# HELP: how to clean an engine bay



## zyg0te (Aug 29, 2003)

yeah, the weather is starting to get nice again.
going to head over to the car wash soon (probably tomorrow) and was looking at my engine bay. Its dirty as shit.

I was wondering what you guys thought of high pressure washing the engine bay. Also what techniques do you use? what to cover up, ect.

thanks, 
zyg0te


----------



## Blank (Aug 21, 2003)

zyg0te said:


> yeah, the weather is starting to get nice again.
> going to head over to the car wash soon (probably tomorrow) and was looking at my engine bay. Its dirty as shit.
> 
> I was wondering what you guys thought of high pressure washing the engine bay. Also what techniques do you use? what to cover up, ect.
> ...


 cover anything that has to do with electricity... alternator, fuses, battary, computer etc... with plastic bags... dont put too much pressure on any one spot, keep the sprayer a few feet away and always moving... if it looks like you shouldnt spray it... dont!!!


----------



## new94 (Jan 9, 2004)

This may sound crazy to some of you but if you spray it down one day and get it half decently tidy (of course covering alt,etc), then the next day spray tire foam all over and leave it. This make's everything shiny a little greasy but you can wipe it down if you prefer, the only thing is it collects dust and dirt quicker therefor need's to be done once every week or two. This is what i do and haven't had a problem YET!


----------



## Blank (Aug 21, 2003)

new94 said:


> This may sound crazy to some of you but if you spray it down one day and get it half decently tidy (of course covering alt,etc), then the next day spray tire foam all over and leave it. This make's everything shiny a little greasy but you can wipe it down if you prefer, the only thing is it collects dust and dirt quicker therefor need's to be done once every week or two. This is what i do and haven't had a problem YET!

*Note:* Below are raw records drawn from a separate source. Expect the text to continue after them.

PR #2126, opened 2023-08-15
feat: render open-api info.description as mdx

zchsh:
## 🔗 Relevant links

- [Preview link][preview] 🔎
- [Asana task][task] 🎟️

## 🗒️ What

This PR updates the "Overview" section of the OpenAPI view to render the `description` from the spec file as MDX.

## 🤷 Why

The OpenAPI spec [explicitly mentions CommonMark support](https://swagger.io/specification/#info-object) for the `description` field on `schema.info`. By rendering the `description` as MDX, we'll enable authors to write descriptive content for a given API spec file within the spec file itself. This has multiple perceived benefits:
- All OpenAPI view content is managed in a single place, the spec file itself
- Markdown is used for authoring, rather than the less author-familiar JSX format
- When a spec file becomes a versioned document, the descriptive content is included in that versioning

## 📸 Design Screenshots

> **Note**: this PR makes updates that mean the overview description now matches designs _less_ closely than it did previously. This is an intentional compromise, and a kind of side-effect of using our **shared long-form MDX components**. We could in theory build a net-new bespoke set of MDX components for use on this page specifically, but it seems like this might not be something we want to dive into immediately.

| Before | After |
| - | - |
| before | after |

## 🧪 Testing

    - The overview content should appear as expected. Note that it does **not** match designs, but rather uses our shared `DevDotContent` component, so matches the design spec for long-form content on other pages.

## 💭 Anything else?

Other than the note on balancing "match the design" with "use existing MDX system", no other thoughts at the moment!

[task]: https://app.asana.com/0/1204678746647847/1205271542994753/f
[figma]: https://www.figma.com/file/wjoC3ZVsA1kDuPsFLjEFuY/API-Template?type=design&node-id=526%3A33909&mode=design&t=W3IsmHRYtcFoOBSy-1
[preview]: https://dev-portal-git-zsopenapi-description-as-mdx-hashicorp.vercel.app/
[/hcp/api-docs/vault-secrets]: https://dev-portal-git-zsopenapi-description-as-mdx-hashicorp.vercel.app/hcp/api-docs/vault-secrets


src/views/open-api-docs-view/components/open-api-overview/components/description-mdx/index.tsx
```diff
@@ -0,0 +1,65 @@
...
+	p: MdxP,
+	pre: MdxPre,
+	table: MdxTable,
+	ul: MdxUnorderedList,
+}
+
+/**
+ * TODO: write description
+ */
+export function DescriptionMdx({
```
zchsh, line 50: Uses all the same MDX component primitives as `DevDotContent`, but without support for additional custom components, as I think we want our spec file `description` values to stay fully portable and CommonMark-compliant!

src/views/open-api-docs-view/index.tsx
```diff
@@ -49,9 +51,16 @@ function OpenApiDocsView({
...
-					description={description}
+					contentSlot={
+						descriptionMdx ? (
+							<DescriptionMdx mdxRemoteProps={descriptionMdx} />
+						) : null
+					}
 				/>
-				<OpenApiOperations operationGroups={operationGroups} />
+				<div className={s.operationsSection}>
+					<h2 className={s.operationsHeading}>Operations</h2>
```
zchsh, line 61: I added this `Operations` heading to ensure that the `h3` for each operation doesn't end up semantically nested under any of the provided `description` markdown content.

Note: in designs this heading is `Services`, I think `Operations` is more technically correct since unlike previous API docs (such as Boundary's), HCP API docs can't be organized into services since `HCP Vault Secrets` is itself the service.

braydenlove:
@zchsh I think that is super pragmatic and I am aligned with what you posted above. Could we remove the `border-bottom: 1px solid` on the Operations `<h2>`? It feels out of place now that we have removed the other `<hr>`s.

zchsh:
@braydenlove re: description approach, awesome! 👯 re: `border-bottom`, definitely - removed! ✅

kendallstrautman (approved):
👍🏻 Looks great. Are we worried about enforcing consistency with the headings etc? For example do we want them all to use 'overview'? Probably something we can informally police.

zchsh:
@kendallstrautman Ah yeah great question re: heading enforcement!

For now, I figure we at least won't expect specific headings - eg we have another task to "link to top of page" (🎟 [Update top-level sidebar link to act as "scroll to top" link](https://app.asana.com/0/1204678746647847/1205211659139665/f)) and for that I think we can add an `id` on the `h1` and link to that, rather than link to a heading within the MDX content.

Not sure if that helps - regardless, def agree that at some point we should establish a content strategy for the OpenAPI `schema.info.description`, give we'll be rendering it here pretty visibly 👍

braydenlove (approved):

PR #760, opened 2015-08-30
Fix issue with Textfield when native filters are applied

MuaoLoniel:
```
// calculateFilterOffset bug
var tf:TextField = new TextField(100, 40, 'Playgame', "Verdana", 15);
tf.hAlign = HAlign.RIGHT;
tf.border = true;
tf.nativeFilters = [new DropShadowFilter(20, 0, 0xFF00F0, 1, 1, 1, 1)]
addChild(tf);
tf.x = 50;
tf.y = 20;

// autosize bug
var tf2:TextField = new TextField(100, 40, 'Playgame', "Verdana", 15);
tf2.autoSize = TextFieldAutoSize.HORIZONTAL;
tf2.border = true;
tf2.nativeFilters = [new DropShadowFilter(20, 180, 0xFF00F0, 1, 1, 1, 1)]
addChild(tf2);
tf2.x = 50;
tf2.y = 80;

// autoscale bug
var tf3:TextField = new TextField(100, 40, 'Playgame', "Verdana", 45);
tf3.autoScale = true;
tf3.border = true;
tf3.nativeFilters = [new DropShadowFilter(20, 180, 0xFF00F0, 1, 1, 1, 1)]
addChild(tf3);
tf3.x = 50;
tf3.y = 140;

```

untitled-1

### DIFF
--- a/starling/src/starling/core/Starling.as
+++ b/starling/src/starling/core/Starling.as
@@ -587,7 +587,8 @@ package starling.core
                                              wantsBestResolution:Boolean=false):void
         {
             enableDepthAndStencil &&= SystemUtil.supportsDepthAndStencil;
-
+			width = (width < 32) ? 32 : width;
+			height = (height < 32) ? 32 : height;
             var configureBackBuffer:Function = mContext.configureBackBuffer;
             var methodArgs:Array = [width, height, antiAlias, enableDepthAndStencil];
             if (configureBackBuffer.length > 4) methodArgs.push(wantsBestResolution);
--- a/starling/src/starling/text/TextField.as
+++ b/starling/src/starling/text/TextField.as
@@ -260,7 +260,9 @@ package starling.text
         {
         	mRequiresRedraw = true;
         }
-
+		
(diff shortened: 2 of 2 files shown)


PrimaryFeather:
Thanks a lot for the fixes! I'll review the changes as soon as I've got some time. =)

PrimaryFeather:
Just a quick heads-up: I'll probably look at this a little later this year, when I'm revisiting the TextField class for Starling 2.0. I plan some other changes in that respect, as well, and that way I can tackle it all at once.

PrimaryFeather:
I decided to remove the `nativeFilters` property completely in Starling 2. I know not everybody will be happy about this, but I decided that the time would be better spent working on Starling's filter API. And the good news is that Starling filters are now so powerful that we shouldn't need the old filters any longer. Yes, not every filter is there yet, but they can be created on a case-by-case basis; and performance-wise, that will be even faster than the (CPU-created) classic filters.

I hope you can understand my reasons!

PR #763, opened 2015-09-11
Allow setting the pma setting for an ATF texture (closes #762)

### LINKED ISSUE #762: Blending of PMA with non PMA
Hello Daniel,

We were having issues when we used some blend modes, especially additive with non PMA textures from ATF.

Example:
atfstandard
The background on the left side is a PNG (so PMA) and on the right side an ATF (so non PMA) with blend mode none.
The 2 green spots at the top are PNG (so PMA) in additive.
The 2 green spots at the bottom are ATF (so non PMA) in additive.
There are also a white cloud PNG between the two top spots and a white cloud ATF between the two bottom spots in additive.
In the middle there is a render texture with only the alpha channel.

You can see that there is an issue where the alpha is not zero for the ATFs.
It also appear when blendMode is Normal for non PMA on top of PMA.

We found out that the issue happen because the blend mode factors only take into account the source PMA state and expect the destination to be of the same PMA state. As we cannot know the destination PMA state (it can even vary from pixel to pixel), we came up with 2 solutions that would fix the bug.

The first solution is already discussed in another issue, we could alter the quadbatch fragment shader to alter the output color when not PMA to premultiply everything or the other way around, just to make sure everything is the same. Of course this is not without a potential performance impact since we add a MUL or a DIV in the shader for every pixel drawn from certain texture.

The other solution is simply to premultiply the source image supplied to the ATF converter and allow us to say wether the ATF is PMA or not (as right now you force the PMA flag to off when uploading an ATF). That way everything would be PMA and it will works flawlessly.

So my request would be for you to add a pma flag to TextureOptions and an additional argument to fromAtfData(..) plus the additional plumbing between AssetManager and Texture. It is transparent for existing users and it would fix all our issues with PMA / non PMA.

Here is the same example where we did just that : manually premultiplied the png before submitting to png2atf then forced the pma to true in fromAtfData().
atfwithpma

I can do the patch myself and submit it if you want.
What do you think ?

Seb

Fraggle:
Here goes the pull request.

### DIFF
--- a/starling/src/starling/textures/Texture.as
+++ b/starling/src/starling/textures/Texture.as
@@ -161,7 +161,8 @@ package starling.textures
             else if (data is ByteArray)
             {
                 texture = fromAtfData(data as ByteArray,
-                    options.scale, options.mipMapping, options.onReady, options.repeat);
+                    options.scale, options.mipMapping, options.onReady, options.repeat,
+					options.premultipliedAlpha);
             }
             else
                 throw new ArgumentError("Unsupported 'data' type: " + getQualifiedClassName(data));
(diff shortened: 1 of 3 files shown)


Fraggle:
It does not work reliably with DXT check #762 .

PR #764, opened 2015-09-14
Convert to PMA at the shader if needed and wanted (#762)

Fraggle:
Hi Daniel,

I tried to be a little invasive as possible and to follow your "style".
I added a flag on starling to request the non PMA texture to be converted to PMA, false by default so it should keep the old code exactly as fast as before.
If the flag is set to true, then It'll convert the non PMA texture to PMA in the shader and force blending to consider everything as PMA (regardless of the original texture format).

It fix all our blending issues.

Thanks for your time (Simas told me that v2-beta is across the corner, can't wait!)

Seb

### DIFF
--- a/starling/src/starling/core/Starling.as
+++ b/starling/src/starling/core/Starling.as
@@ -39,7 +39,7 @@ package starling.core
     import flash.utils.Dictionary;
     import flash.utils.getTimer;
     import flash.utils.setTimeout;
-
+    
     import starling.animation.Juggler;
     import starling.display.DisplayObject;
     import starling.display.Stage;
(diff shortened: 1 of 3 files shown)


PrimaryFeather:
Thanks a lot, that's a very clean implementation! I'm currently deep into the 2.0 version, but as soon as it's possible, I'll have another look and will probably merge this.

PrimaryFeather:
I just realized that I didn't give you any more feedback on this; but you'll probably already have seen that I implemented it like that in Starling 2! 

In fact, I decided to not even make this optional, but force this behavior. It was your pull request that finally pushed (pulled?) me to doing that, and this is a change that I'm extremely happy with. It made a lot of things MUCH easier.

Thanks again! I'll close this issue, then. :smile:

PR #770, opened 2015-09-23
fix travis

honzabrecka:
by updating player version

PR #771, opened 2015-09-23
travis: use specific version of AIR SDK

honzabrecka:
Use specific version of AIR SDK to prevent incompatibility issues (related to #770).


PrimaryFeather:
Aaaaah, that explains! Thanks a lot, that definitely explains the problems during the last days. :wink:

Issue #778, opened 2015-10-25
FragmentFilter passTexture is always a RectangleTexture


devon-o:
In the FragmentFilter.updatePassTextures() method, the pass textures are created with the call: Texture.empty(width, height, PMA, false, true, scale). This means that unless using the 'baselineConstrained' profile, a RectangleTexture is always created. While this is nice performance-wise, a RectangleTexture cannot be wrapped/repeated - so if the AGAL shader in the filter being applied uses the 'repeat' or 'wrap' flag in the texture sample, the filter will fail. I haven't found a clean solution to suggest, but it seems the pass textures should be created with the repeat property set to the repeat property of the filtered display object's texture.

neolit123:
hello Devon,

i think you have a point about the optional repeat, but a FragmentFilter target DisplayObject can also be a Quad, which doesn't have a Texture, so it can't really be obtained reliably from any target DisplayObject. also the target can be a deep tree of containers and a mixture of Texture DisplayObjects which have different texture settings.

it might be a good idea to simply expose the "repeat" (and/or "mipMapping") argument(s) which is (are) passed to Texture.empty() in FragmentFilter.updatePassTextures() as getter/setters in FragmentFilter. setting at least the optional "repeat" to "true" would not create a RectangleTexture for Context3D in Texture.empty().

if you modify FragmentFilter in such a way, does it work for your test case?
not sure how that would resonate as a whole...

devon-o:
Good point about the quads and nested DO's. Adding a protected boolean 'repeat' property to the FragmentFilter (in a similar way as 'mode', 'numPasses', etc) does the trick. You can just set 'repeat' to true in your own FragmentFilter implementation and everything is fine. I may do a pull request later after I take another look with fresher eyes.

d.

PR #779, opened 2015-10-26
Added repeat property to FragmentFilter to allow wrapping AGAL shaders.

devon-o:
This is a fix for issue 778 (https://github.com/Gamua/Starling-Framework/issues/778)

### DIFF
--- a/starling/src/starling/filters/FragmentFilter.as
+++ b/starling/src/starling/filters/FragmentFilter.as
@@ -91,6 +91,7 @@ package starling.filters
         
         private var mNumPasses:int;
         private var mPassTextures:Vector.<Texture>;
+        private var mRepeat:Boolean;
 
         private var mMode:String;
         private var mResolution:Number;
@@ -388,7 +389,7 @@ package starling.filters
                 disposePassTextures();
 
                 for (var i:int=0; i<numPassTextures; ++i)
-                    mPassTextures[i] = Texture.empty(width, height, PMA, false, true, scale);
+                    mPassTextures[i] = Texture.empty(width, height, PMA, false, true, scale, "bgra", mRepeat);
             }
         }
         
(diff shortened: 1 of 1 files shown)


neolit123:
so as the Travis CI build indicates, there seems to be a conflict with the "public get/set repeat()" in DisplacementMapFilter(). i have overlooked that...

"protected function get/set textureRepeat()" paired with "mTextureRepeat" in FragmentFilter might be the non-breaking solution.

devon-o:
Interesting - I overlooked that as well. A 'textureRepeat' property on FragmentFilter may be a quick fix, but DisplacementMapFilter also needs some work as its 'repeat' property is currently broken due to this same issue.

PrimaryFeather:
Thanks a lot for the pull request, and for opening up the issue!

The reason I defaulted to `repeat = false` is that I didn't see any use-case where you'd be able to make use of a wrapping pass texture. As @neolit123 mentioned, the filtered object may have a size of, say, 129x129 pixels, which would create a pass texture with 256x256 pixels (they are always created in POT-style, I think), with only the top left quarter being used. How could you make use of any wrapping with that limitation? 

On the other hand, I probably ran into exactly the same problem with the DisplacementMapFilter, since I added the property there, too. Even though (as you noted) that seems to be broken, :grin:.

So I'd add that property to the FragmentFilter base class and use it in the DisplacementMapFilter, too. Would that work for you?

devon-o:
Hi Daniel,

I considered doing just that (and it would work for my use cases), but ran into another problem. Because the repeat property in DisplacementMapFilter is public, it would be perfectly legit (albeit odd) for a user to change the repeat property from false to true after creating and applying the filter. This is particularly nasty as the mPassTextures vector in FragmentFilter has been filled, so the pass textures won't be (re)created and the filter is left in a broken state at that point. I considered making the repeat property of DisplacementMapFilter protected (or inheriting from the protected FragmentFilter.repeat property I was adding), but that's a potentially app breaking api change for folks currently using the DMFilter. So I left it for now, but I'm open to suggestions (or can give more details in case that didn't make sense).

PR #787, opened 2015-11-23
Make Button.MAX_DRAG_DIST public and class variable

GRIM2D:
It makes easy customizing button behaviour.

yea we finished off engine details with tire shine on all black rubber and plastic peices... looks good for a bit, you got to keep on top of it though...


----------



## new94 (Jan 9, 2004)

yeah that's the only downfall keeping up with it, but it doesn't take much to clean it up once it's been done allready. One good day here and there with the old toothbrush and stuff and it's just like new again, any one else with tip's please let us know.


----------



## Shift1.6 (Jul 22, 2003)

Go to pepboys and buy gunk. I think all you need to do is leave it on for minutes, spray it with water and let your angine dry up. You might need to cover your alternator and if you have a WAI you need to cover the filter too.


----------



## ceasars chariot (Mar 14, 2004)

the best stuff i have found in detailing an engine bay is Castrol Super Clean. Can be bought at walmart, comes in a purple jug. Mix 50/50 water in a spray bottle and spray a good mist over the engine bay (follow info above in what things to cover up - i use aluminum foil)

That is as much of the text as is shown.